Pour trouver des esquisses de solutions à ces problèmes, les Etats de la Cemac ont pour certains, entamé les démarches vers des réformes de leur législation foncière, tandis que d’autres s’apprêtent à le faire. Mais pour que ces réformes puissent résoudre le problème de la jouissance adéquate des différents droits des multi acteurs sur le même espace, « elles devront organiser la cohabitation harmonieuse entre les différents usages de la terre, et garantir la protection des plus faibles que sont les communautés, sans hypothéquer la possibilité pour le secteur privé de développer ses opérations, ni l’aptitude pour l’Etat à conduire ses politiques de développement », suggère Pierre Etienne Kenfack, professeur de droit à l’Université de Yaoundé II.  Un défi majeur pour la Commission  de la Cemac dans la mesure où « les trois axes stratégiques (Energie, Agriculture et Economie forestière, Mines et Métallurgie) identifiés par le Programme Economique Régional comme piliers de la vision 2025 demeurent directement liés à la terre » apprend-on.

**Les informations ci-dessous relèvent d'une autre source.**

PR #219, opened 2022-12-14
Bump baseline, parent, BOM, etc.

jglick:
General metadata refresh. Supersedes #196, #198, #211, #213, & #217.


raul-arabaolaza (approved):

Jenkinsfile
```diff
@@ -1,5 +1,6 @@
-buildPlugin(useContainerAgent: true, configurations: [
-    [ platform: "linux", jdk: "8" ],
-    [ platform: "windows", jdk: "8" ],
-    [ platform: "linux", jdk: "11" ]
+buildPlugin(
+  useContainerAgent: true,
+  configurations: [
+    [platform: 'linux', jdk: 17],
+    [platform: 'windows', jdk: 11],
```
jtnord, line 5: personally I do not like this idiom.  Should change one variable so if something breaks you have a better idea of the cause.
is it java11 or is it windows.
the windows agents are generally less available so you still have to wait around anyway (or they are just broken in which case you have no idea if it even works on java 11)

```suggestion
    [platform: 'linux', jdk: 17],
    [platform: 'linux', jdk: 11],
    [platform: 'windows', jdk: 11],
```

jtnord (approved):

PR #220, opened 2022-12-14
[JENKINS-46795] Abort builds with untrusted `Jenkinsfile`, but only given passive cause

jglick:
[JENKINS-46795](https://issues.jenkins.io/browse/JENKINS-46795) amending #69. Subsumes #219. Note that some much less common Jenkins features use `getTrustedRevision` and would not pick up this logic: https://github.com/jenkinsci/pipeline-groovy-lib-plugin/blob/b44ce045b582f60e5b76d4a9c4cbf52dfa4184de/src/main/java/org/jenkinsci/plugins/workflow/libs/MultibranchScmRevisionVerifier.java#L62 and https://github.com/jenkinsci/basic-branch-build-strategies-plugin/blob/a76ef8f7fcb9ee0c97b9f8408c1c11e0acd29154/src/main/java/jenkins/branch/buildstrategies/basic/ChangeRequestBuildStrategyImpl.java#L138


jtnord (commented):
as per the jira
> It should override checkTrusted(GitHubSCMSourceRequest, PullRequestSCMRevision) to check the GitHub API to see if the current revision has been approved by a maintainer.


IIUC approval is at the PR level not the commit level.
so making this change would introduce a security issue for all existing setups where the user has not setup the github branch to dismiss approvals on push?

If that is the case then this needs to be opt in and not the default behaviour.

src/main/java/org/jenkinsci/plugins/workflow/multibranch/SCMBinder.java
```diff
@@ -143,6 +153,24 @@ public SCMBinder(String scriptPath) {
         return new CpsScmFlowDefinition(scm, scriptPath).create(handle, listener, actions);
     }
 
+    private static Set<Class<? extends Cause>> passiveCauses = Set.of(
+        BranchIndexingCause.class,
+        BranchEventCause.class,
+        SCMTrigger.SCMTriggerCause.class,
+        TimerTrigger.TimerTriggerCause.class);
```
jtnord, line 160: given Jenkins extensibility, would it not be better to have a list of non passive causes to prevent any security issues in future?

jtnord: e.g. upstream / downstream cause?  Jira comment?
if using `withMaven` what if a new SNAPSHOT dependency was built elsewhere

jglick: > a list of non passive (allowed) causes

Considered that, though it seemed more intrusive since for example `github-checks` (and the CloudBees CI equivalent) would both have to add to that list, which means either hard-coding class names or introducing a new extension point (in `scm-api`?) and having those plugins implement it. Something to consider.

> upstream / downstream cause?

Should not be triggering PR builds; or if it were, presumably for a reason (some other project called `build` on this PR branch project).

> Jira comment?

Not sure what you refer to.

> if using `withMaven` what if a new `SNAPSHOT` of a dependency was built elsewhere

Hmm, will need to check if that is in fact possible.

jtnord: > > Jira comment?
> Not sure what you refer to.

some jira plugin that allows to trigger builds based off a comment in Jira.

jglick:
> this code does not "trust PR revisions when approved" which is what the Jira title is. That is confusing and should be changed

Right, the original proposal in the Jira description would have required changes to every branch source with a notion of an untrusted change request, and furthermore would have required expanded webhooks since Jenkins would need to listen to the PR being approved after it had already rejected the attempt to build the commit the first time, _and_ would not anyway offer repository owners as much flexibility since they might wish to see CI results without necessarily approving the PR for final merge. (OTOH it would allow triggering CI without App authn or a Jenkins login.)

jglick:
> not so sure about not trusting causes based on a denylist rather than an include list

Putting into draft while I investigate options.

jglick:
Tested interactively:
* ran this PR hooked up to an App with webhook via ngrok
* set up a multibranch project (PR-head strategy) with default trust settings
* filed a PR as a user with no write permission editing `Jenkinsfile` ⇒ check failed as expected
* used **Build Now** from Jenkins web UI ⇒ passed (using edited `Jenkinsfile`)
* used **Replay** after that ⇒ passed (note that you cannot currently replay an aborted build because it never got to the point of loading a `Jenkinsfile`)
* edited PR as author ⇒ failed as expected
* used **Re-run check** from GH UI ⇒ passed (using edited `Jenkinsfile`)

src/main/java/org/jenkinsci/plugins/workflow/multibranch/SCMBinder.java
```diff
@@ -165,22 +167,4 @@ public SCMBinder(String scriptPath) {
 
     }
 
-    // TODO seems there is no general-purpose ConsoleNote which simply wraps markup in specified HTML
-    @SuppressWarnings("rawtypes")
-    public static class WarningNote extends ConsoleNote {
```
daniel-beck, line 170: `@Restricted(NoExternalUse.class)`?

daniel-beck (commented):
Since this relaxes security to support the use case of `Jenkinsfile` contributions from untrusted contributors, I strongly recommend this be accompanied by end-user documentation. Ideally there'd be a place in the UI for that, but I'm not sure where that would be, except perhaps wordier log messages when _not_ trusting, to point out that manual re-builds would result in trust.

src/main/java/org/jenkinsci/plugins/workflow/multibranch/SCMBinder.java
jglick: I do not see why; it was not used elsewhere to begin with.

jglick:
> wordier log messages when _not_ trusting

https://github.com/jenkinsci/scm-api-plugin/pull/180/commits/f6ec0d005bb5d6ee1288f54cbd105dad86af42d2 should help some. I agree that this sort of thing deserves more formal documentation, though. Can think about suitable spots in the GUI, and/or jenkins.io/doc.

src/main/java/org/jenkinsci/plugins/workflow/multibranch/SCMBinder.java
daniel-beck: That said, removing this class might cause trouble with old build logs containing non-deserializable annotations? Or is this going somewhere else?

jglick: https://github.com/jenkinsci/jenkins/blob/aa83562568b44aa85ff17bdfab831bbe39c2fd15/core/src/main/java/hudson/console/ConsoleAnnotationOutputStream.java#L112-L125 should just drop the annotation, i.e. make the text be plain rather than yellow. Not specifically tested.

daniel-beck:
Given e.g. occasional infra hiccups necessitating rebuilds of projects for reasons outside the actual code and build script, would it make sense (or even be feasible) to limit elevating trust to situations when the previous build failed because of this lack of trust? Or would that overcomplicate things?

Thinking of cases when an admin notices an infra problem (potentially even their fault) and then checks recent builds, triggering rebuilds of any that had failed, to least inconvenience the developers. That would be something we'd need to discourage with the current implementation.

Perhaps we could make this at least explicit, e.g. with `AlternativeUiTextProvider` labeling the button as "Trust and Build Now" or so?

jglick:
> with `AlternativeUiTextProvider` labeling the button as "Trust and Build Now"

:thinking: could be possible with a custom `CauseOfInterruption` if `workflow-cps` were made to look for that and offer a different version of **Replay**. In that case I suppose rather than trusting `UserIdCause` we would trust the new `Cause` added by that gesture (in addition to `UserIdCause`).

Integration of `github-checks` would remain as is: **Re-run** from **Checks** would be considered trusted regardless of original cause of failure.

daniel-beck:
Here's an idea for re-building from the Jenkins UI: How about an `Action` attached to the aborted build, that rebuilds it with trust (e.g. a new cause, perhaps a `UserIdCause` subclass if it's non-`final`?), and it has separate UI? That way, you can look at the log and click a link or button right there in the "I'm rejecting this" message (not unlike the "Terminate all running steps" etc. messages), or have a new sidepanel link for the build (in addition to Build Now to minimize "rebuild all" risk), or a button on the main build page? This way, no need to place trust in the basic `UserIdCause`, and admins trying to be helpful are not a security risk.

> Integration of `github-checks` would remain as is: **Re-run** from **Checks** would be considered trusted regardless of original cause of failure.

Does GitHub support multiple different "Re-run" gestures, with different behavior, and to what extent can the rejection of the `Jenkinsfile` be reported clearly to GH checks? Maybe this is clear (haven't gotten around to manually running this yet), so if the result reported to GH is unambiguous (e.g., marked as aborted, with log excerpt, etc.), this should be fine. The only potential issue I see would be in case of unclear results reported to the GH check ("Failed" status same as any failed build or infra hiccup, no or unclear log excerpt etc.), as it may be difficult to tell that a complex PR changing lots of files also changes the `Jenkinsfile`.

jglick:
> look at the log and click a link or button right there in the "I'm rejecting this" message

Yes, that would be helpful for users of the classic log display.

> a new sidepanel link for the build

Right, basically the

> different version of **Replay**

that I implied in https://github.com/jenkinsci/workflow-multibranch-plugin/pull/220#issuecomment-1508819962.

> Does GitHub support multiple different "Re-run" gestures, with different behavior

No. You can attach “actions” to a check but these have a completely different UX. IIRC you cannot even control whether **Re-run** is displayed; if a check fails, the link is shown, and if clicked, sends an event which the App can respond to or not.

> to what extent can the rejection of the `Jenkinsfile` be reported clearly to GH checks?

It has to be displayed as a “failure” (unfortunately the “cancelled” conclusion does not offer **Re-run**), but the associated text can say whatever you want. Would require some hacking around in `github-checks` to specialize the display in this way, however, and currently it is not straightforward to make changes to that plugin because of its nonstandard POM (https://github.com/jenkinsci/github-checks-plugin/pull/307).

daniel-beck:
> > look at the log and click a link or button right there in the "I'm rejecting this" message
> 
> Yes, that would be helpful for users of the classic log display.
> 
> > a new sidepanel link for the build
> 
> Right, basically the
> 
> > different version of **Replay**
> 
> that I implied in [#220 (comment)](https://github.com/jenkinsci/workflow-multibranch-plugin/pull/220#issuecomment-1508819962).

👍 

> > to what extent can the rejection of the `Jenkinsfile` be reported clearly to GH checks?
> 
> It has to be displayed as a “failure” (unfortunately the “cancelled” conclusion does not offer **Re-run**), but the associated text can say whatever you want. Would require some hacking around in `github-checks` to specialize the display in this way, however, and currently it is not straightforward to make changes to that plugin because of its nonstandard POM ([jenkinsci/github-checks-plugin#307](https://github.com/jenkinsci/github-checks-plugin/pull/307)).

Would it be a viable step forward to proceed with support for Jenkins UI only for now, if the state of `github-checks` is a problem in making the integration with this failure nicer?

jglick:
> Would it be a viable step forward to proceed with support for Jenkins UI only

I do not think so. At least, it would make this feature useless for ci.jenkins.io, since most repository maintainers lack **Job/Build** permissions on the server.

> if the state of `github-checks` is a problem in making the integration with this failure nicer

IMO just making **Re-run** be considered trusted, as is already done upstream, suffices. This would be unrelated to the concern you raised in https://github.com/jenkinsci/workflow-multibranch-plugin/pull/220#issuecomment-1508148233.

daniel-beck:
> IMO just making **Re-run** be considered trusted, as is already done upstream, suffices. This would be unrelated to the concern you raised in https://github.com/jenkinsci/workflow-multibranch-plugin/pull/220#issuecomment-1508148233.

Right. Re-run is less prone to admin accidents than Build Now, although complex PRs might still manage to trick reviewers into assuming flakiness when it's actually lack of trust.

I do not object to going ahead with trust in Re-Run, though IMO it would be very useful to be able to use this functionality from within Jenkins as well.

PR #221, opened 2022-12-15
add java 11 back for linux

jtnord:
I missed that @jglick had enabled auto merge in #219 so the [feedback](https://github.com/jenkinsci/workflow-multibranch-plugin/pull/219#discussion_r1049496731) did not even get looked at before it was merged.

ideally you should only change one variable at once so if something breaks you have a better idea of the cause. is it java11 or is it windows.
the windows agents are generally less available so you still have to wait around anyway (or they are just broken in which case you have no idea if it even works on java 11)

- [x] Link to relevant pull requests, esp. upstream and downstream changes

### DIFF
--- a/Jenkinsfile
+++ b/Jenkinsfile
@@ -2,5 +2,6 @@ buildPlugin(
   useContainerAgent: true,
   configurations: [
     [platform: 'linux', jdk: 17],
+    [platform: 'linux', jdk: 11],
     [platform: 'windows', jdk: 11],
 ])


jglick (dismissed):
Deliberately skipping the redundant matrix combination. This would add 50% to CI load, and in practice it is very unlikely that a problem would appear on Linux but not Windows _and_ appear on Java 11 but not Java 17. https://github.com/jenkinsci/archetypes/pull/551

jglick:
Put another way:

Windows CI builds fail pretty frequently. When the reason is specific to Windows, or at least the CI environment we have available, it is usually obvious enough.

In my experience using Java 17 is unlikely to introduce a build failure, provided you are using reasonably recent tooling. If there is some illegal use of reflection, that will be clear. Other than that, things are generally very compatible.

jtnord:
> Windows CI builds fail pretty frequentl

yes but more often because the channel dies breaks or the agent dies rather than a test failure in my experience.  Many PRs are getting merged with "windows agent failure" leading to zero java11 coverage which is a big mistake

basil:
https://github.com/jenkinsci/archetypes/pull/547#discussion_r1041327868

jglick:
> more often because the channel dies breaks or the agent dies rather than a test failure

Even after https://github.com/jenkins-infra/pipeline-library/pull/405?

> PRs are getting merged with "windows agent failure"

The check should be rerun until all are green before merging.

jglick:
In sum, I continue to believe that the Linux/17 + Windows/11 matrix combination is a good tradeoff between test coverage, transparency, and efficiency of ci.jenkins.io resources. If multiple people feel strongly otherwise (and ci.jenkins.io admins do not object to the added load), propose to change the recommended defaults in `archetypes` and the matching copy in jenkins.io/doc/developer.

Afin d’atteindre son émergence économique en 2025, la Cemac a commandé la production d’une «charte sur les politiques/réformes foncières en zone CEMAC » qui pourra offrir des pistes de réflexion, des orientations aux pays membres, dans leurs différents processus de révision des lois foncières. Le projet de Charte rédigé par l’expert de la GIZ, Angelika Friedrich  a été présenté à Douala au cours d’un atelier qui a réuni du 4 au 6 novembre, les parlementaires, les représentants des administrations foncières et les experts fonciers de la sous-région (Cameroun, RCA, Tchad, République Congo, RDC, Guinée Equatoriale, Gabon).

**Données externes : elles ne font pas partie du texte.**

PR #229, opened 2023-02-07
Adding symbol to the WorkflowMultiBranchProject class descriptor

joseblas:
The WorkflowMultiBranchProject class does not have a proper Symbol in the descriptor as many other such as FreeStyleProject (https://github.com/jenkinsci/jenkins/blob/master/core/src/main/java/hudson/model/FreeStyleProject.java#L79)

- [ ] Ensure that the pull request title represents the desired changelog entry

### DIFF
--- a/src/main/java/org/jenkinsci/plugins/workflow/multibranch/WorkflowMultiBranchProject.java
+++ b/src/main/java/org/jenkinsci/plugins/workflow/multibranch/WorkflowMultiBranchProject.java
@@ -134,7 +134,7 @@ public class WorkflowMultiBranchProject extends MultiBranchProject<WorkflowJob,W
                 strategy != null ? strategy.getPropertiesFor(head) : Collections.emptyList()));
     }
 
-    @Extension(ordinal = 1000) @Symbol({"multibranch"})
+    @Extension @Symbol({"multibranch"})
     public static class DescriptorImpl extends MultiBranchProjectDescriptor implements IconSpec {
 
         @NonNull
--- a/src/main/java/org/jenkinsci/plugins/workflow/multibranch/WorkflowMultiBranchProject.java
+++ b/src/main/java/org/jenkinsci/plugins/workflow/multibranch/WorkflowMultiBranchProject.java
@@ -54,6 +54,7 @@ import org.apache.commons.lang.StringUtils;
 import org.jenkins.ui.icon.Icon;
 import org.jenkins.ui.icon.IconSet;
 import org.jenkins.ui.icon.IconSpec;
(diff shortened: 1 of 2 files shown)


src/main/java/org/jenkinsci/plugins/workflow/multibranch/WorkflowMultiBranchProject.java
```diff
@@ -133,7 +134,8 @@ private BranchJobProperty reconstructBranchJobProperty(@NonNull WorkflowJob job,
                 strategy != null ? strategy.getPropertiesFor(head) : Collections.emptyList()));
     }
 
-    @Extension public static class DescriptorImpl extends MultiBranchProjectDescriptor implements IconSpec {
+    @Extension(ordinal = 1000) @Symbol({"multibranch"})
```
jglick, line 137: Why the `ordinal`? Is that somehow related to adding a symbol?

src/test/java/org/jenkinsci/plugins/workflow/multibranch/WorkflowMultiBranchProjectTest.java
```diff
@@ -267,4 +271,16 @@ public DescriptorImpl() {
         r.assertLogContains("branch=feature2", b2);
     }
 
+    @Test public void getProjectClassBySymbol(){
```
jglick, line 274: This is not really testing anything not apparent from source code. Unless there is some user-visible effect of the change that can be asserted, may as well just skip the test coverage.

jglick (commented):
Note that the display name currently specifies _Pipeline_ https://github.com/jenkinsci/workflow-multibranch-plugin/blob/e4aa6a85ba848d6759c0a46493d710e74e3272b6/src/main/resources/org/jenkinsci/plugins/workflow/multibranch/Messages.properties#L2 OTOH there is no other seriously maintained multibranch impl (`literate` plugin is long dead, as is `yaml-project`) so probably just `multibranch` is clear enough.

src/main/java/org/jenkinsci/plugins/workflow/multibranch/WorkflowMultiBranchProject.java
joseblas: you are right, got confused.

src/test/java/org/jenkinsci/plugins/workflow/multibranch/WorkflowMultiBranchProjectTest.java
joseblas: removed.

jglick (approved):

PR #137, opened 2018-10-08
Feature/calibs not required

turnerm:


cmccully:
Too stale at this point. We will rethink this feature and reimplement.

PR #139, opened 2018-10-14
Hotfix/table to fits

gmbrandt:
Previously, fits_to_hdu would not save Tables with columns which had lists (e.g. a list of coefficients) as an element. E.g. col1 = [[1,1,1],[1,1,1],...] would not save. This PR corrects that by properly inputting the format argument of fits.Column with the PI(max) argument which allows for variable column widths. 

I also fixed a bug in which regenerate_data_table_from_fits_hdu_list would load table.Column as an element of a list into the regenerated Table object. I fixed that so that it now recasts such objects as lists, as they should be.

### DIFF
--- a/banzai/utils/fits_utils.py
+++ b/banzai/utils/fits_utils.py
@@ -91,11 +91,7 @@ def table_to_fits(table):
     :param table: astropy table
     :return: fits BinTableHDU
     """
-    columns = [fits.Column(name=col.upper(), unit=str(table[col].unit),
-                           format=fits_formats(table[col]),
-                           array=table[col]) for col in table.colnames]
-    hdu = fits.BinTableHDU.from_columns(columns)
-
+    hdu = fits.BinTableHDU(table)
     # Put in the description keywords
     for k in hdu.header.keys():
         if 'TTYPE' in k:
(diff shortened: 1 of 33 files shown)


banzai/utils/fits_utils.py
```diff
@@ -91,11 +91,7 @@ def table_to_fits(table):
     :param table: astropy table
     :return: fits BinTableHDU
     """
-    columns = [fits.Column(name=col.upper(), unit=str(table[col].unit),
-                           format=fits_formats(table[col].dtype),
-                           array=table[col]) for col in table.colnames]
-    hdu = fits.BinTableHDU.from_columns(columns)
-
+    hdu = fits.BinTableHDU(table)
```
turnerm: This change will affect a couple of things in the photometry HDU of reduced data, which probably don't matter too much, but the main one to note is that the column names will no longer be capitalized in (e.g. `XPEAK` will now be `xpeak`). 

Also, for some reason count units were output as `ct`, but they are now `count`; and columns without units used to have `unit = 'None'` but now they don't have any unit attribute at all.

gmbrandt: Ah okay, thanks. Curtis is there some way to test whether these changes will break the pipeline upon deployment? Or are e2e and units the only pre-deploy test options?

cmccully: So the fits record array (which these BinTableHDU.data are) do not have case sensitive keys. I think in general the FITS convention is not supposed to be case sensitive. If it becomes an issue, we can change the column names to be uppercase.

PR #145, opened 2018-10-24
Hotfix/preview logging

turnerm:
The recent changes to the logging caused the preview pipeline to report a heartbeat once per second. This is fixed by manually setting the `amqp` logger level to INFO. 

The logger is now set up in `settings.py`, and the level is set by the root logger.

### DIFF
--- a/banzai/main.py
+++ b/banzai/main.py
@@ -369,7 +369,7 @@ def run_preview_pipeline():
 
     logs.set_log_level(args.log_level)
     # Need to keep the amqp logger level low, or else it send heartbeat check messages every second
-    logging.getLogger('amqp').setLevel('INFO')
+    logging.getLogger('amqp').setLevel(getattr(logging, 'INFO'))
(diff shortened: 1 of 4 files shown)


banzai/main.py
```diff
@@ -361,6 +366,11 @@ def run_preview_pipeline():
     args.preview_mode = True
     args.raw_path = None
     args.filename = None
+
+    logs.set_log_level(args.log_level)
+    # Need to keep the amqp logger level low, or else it send heartbeat check messages every second
+    logging.getLogger('amqp').setLevel('INFO')
```
cmccully: Shouldn't this be set to args.log_level?

turnerm: No, because if the `amqp` log level is `DEBUG`, then it will log a heartbeat check every second for each listener. 
Maybe instead I could set the log level to be max(INFO, args.log_level)?

PR #146, opened 2018-10-30
Feature/schedulable not required

turnerm:


banzai/main.py
```diff
@@ -131,6 +134,10 @@ def parse_args(selection_criteria, extra_console_arguments=None,
 
     logs.set_log_level(args.log_level)
 
+    if getattr(args, 'telescope_schedulable_not_required', False):
```
cmccully: why getattr here instead of just args.telescope_schedulable_not_required?

cmccully: P.S. That is a really long variable name.

banzai/main.py
```diff
@@ -131,6 +134,10 @@ def parse_args(selection_criteria, extra_console_arguments=None,
...
+        selection_criteria = [selection_criterion for selection_criterion in selection_criteria
+                              if not selection_criterion.__eq__(TelescopeCriterion('schedulable', operator.eq, True))]
+
```
cmccully: Should we add the schedulable criterion instead of deleting it? i.e. Not have it in the main and only add it in under reduce night later?

turnerm: My reasoning was that I wanted to keep the `IMAGING_CRITERIA` consistent with the default setting, since not requiring schedulability won't be the usual use case. But I'm happy to change it.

Il s’agit d’un « document de propositions visant à inspirer et à orienter les réformes foncières dans les pays de la sous-région sur la base du respect de l’équilibre entre les aspects écologique, économique, politique, historique, social et culturel », a résumé Angelika Friedrich. Même si le document met l’accent sur l’émergence économique de la sous-région, il recommande que les Etats dans leurs réformes tiennent compte de la réalité du terrain en reconnaissant par exemple le droit d’accès à la terre comme l’un des éléments centraux pour l’avènement de la stabilité et de la cohésion sociale. Ou encore que les Etats veillent à ce que les investissements et les acquisitions à grande échelle ne conduisent pas à  des expropriations injustes et sans compensations adéquates. La charte recommande aussi aux Etats qu’ils prennent des mesures effectives pour assurer l’utilisation rationnelle des ressources naturelles, la sécurisation des droits fonciers et l’exploitation durable des terres en zone transfrontalière.

Le document qui, au final, se veut  « non contraignant »,  s’est inspirée des instruments politiques régionaux en matière de gouvernance foncière sur le continent entre autres, les directives volontaires de la FAO et le Land Policy Initiative de l’Union Africaine. S’il est adopté par les Etats CEMAC, sa mise en œuvre pourrait « aider à résoudre certaines injustices observées notamment en milieu rural, où, dans la plupart des pays de la sous-région, les droits fonciers coutumiers ne sont pas reconnus aux communautés » commente Djeralar de la société civile tchadienne.

« Nous sommes conscients que posséder une Charte ne suffit pas, il faut encore la comprendre et par la suite, la faire admettre par nos politiques qui voudront s’en référer dans le processus de transformation de leurs droits fonciers », a commenté Fidèle Eya M’ve, représentant de la Cemac qui a ouvert les travaux de Douala.